The hardest part of all is realizing that the person they’re becoming is no longer entirely defined by you. They are carving out their own path, developing their own identity, and that’s a beautiful thing. But as a parent, it feels like a little piece of your world is slowly slipping away.
So, what do you do when the conversations get shorter and less frequent? You give them space. You let them grow. You remember that this is all a part of life. But you also hold onto the moments you do have, and cherish them for what they are.
Here are some strategies to handle this phase constructively:
1. Maintain Open Communication: Keep lines of communication open without being intrusive. Let your teen know you're available to talk whenever they're ready.
2. Respect Their Independence: Allow your teen to have their own space and make their own decisions. Support their growing independence while still providing guidance.
3. Be a Good Listener: When your teen does open up, listen actively and empathetically. Avoid jumping to conclusions or offering unsolicited advice immediately.
4. Set Clear Boundaries: While giving them space, ensure that rules and expectations are clear. Consistent boundaries provide a sense of security.
5. Encourage Shared Activities: Find common interests or activities that you both enjoy and use these moments to strengthen your bond.
6. Show Trust and Support: Demonstrate trust in their ability to make decisions and offer support for their interests and goals.
7. Be Patient: Understand that this phase is a normal part of development. Your teen is working on establishing their own identity, which can involve pulling away.
8. Model Positive Behaviour: Show healthy ways to handle stress and conflicts.

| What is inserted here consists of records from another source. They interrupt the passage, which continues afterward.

PR #419, opened 2021-03-17
PP-7877 - Pass telegraf version to Terraform to deploy Toolbox to sta…

nimalank7:
…ging

Description:
- In order to have Toolbox deployed with a new version of telegraf we need to pass the telegraf version number into the Terraform from the tag in telegraf test ECR
- The task is now inline rather than using a file


oswaldquek (approved):
Looks like https://cd.gds-reliability.engineering/teams/pay-deploy/pipelines/deploy-to-staging/jobs/deploy-toolbox-to-staging/builds/22 passed the deploy stage so LGTM.

PR #426, opened 2021-03-17
PP-7877 - Show deploy-toolbox and deploy-toolbox-to-staging in telegraf group

nimalank7:
Description:
- Since the telegraf image will be deployed to both staging and production ECR conditional on passing the deploy-toolbox
and deploy-toolbox-staging jobs it makes sense to display it in the UI for clarity

### DIFF
--- a/ci/pipelines/deploy-to-staging.yml
+++ b/ci/pipelines/deploy-to-staging.yml
@@ -287,6 +287,7 @@ groups:
       - push-ledger-to-production-ecr
   - name: telegraf
     jobs:
+      - deploy-toolbox-to-staging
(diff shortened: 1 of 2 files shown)


mrlumbu:
we could do same for test as well?

nimalank7:
Do you mean building the docker image and pushing to test? That isn't conditional on anything in toolbox passing. I've added the jobs to both the deploy-to-test and deploy-to-staging which are the only cases where we wait on Toolbox deployment

mrlumbu:
sorry, totally didn't read properly

mrlumbu (approved):

PR #427, opened 2021-03-18
Pp 7688 add pact compatibility checks

mrlumbu:
Now we have pact tagging in all pipelines we can do pact compatibility checks (as we already do in test pipeline) to ensure compatibility of services in a given environment.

Your behavior sets an example for how they might navigate their own relationships.
9. Address Conflicts Calmly: If conflicts arise, try to resolve them calmly and respectfully. Avoid escalating situations with anger or frustration.
10. Seek Professional Help if Needed: If you notice significant changes in your teen’s behavior or mental health, consider seeking advice from a counselor or therapist.
11. Encourage Peer Relationships: Support their friendships and social activities, which are important for their development and can also provide valuable social support.
12. Show Unconditional Love: Reinforce that your love and support are constant, even if they seem distant or independent.

They’re still your kids, even if the dynamics are changing. And when they come back to you—whether with a funny story, a problem they need advice on, or just a quick chat to check in—you’ll realize that the connection was never truly lost.
Navigating this period requires a balance of respect, patience, and understanding. By fostering a supportive and trusting relationship, you can help your teen through this transitional phase while maintaining a strong connection. It’s a bittersweet journey, but it’s part of the beautiful, heartbreaking, and ultimately rewarding process of being a parent. The conversations may fade, but the love remains, quietly enduring through all the stages of their lives. Just as a moon waxes and wanes, it is no less present...you just have to have the patience until it presents itself again.
In the meantime, consider embracing the change. Don't let rigidity trap you. Discover new interests or hobbies, reconnect with friends and purpose, rediscover pockets of time that were previously held for hands on parenting. Be gentle with yourself.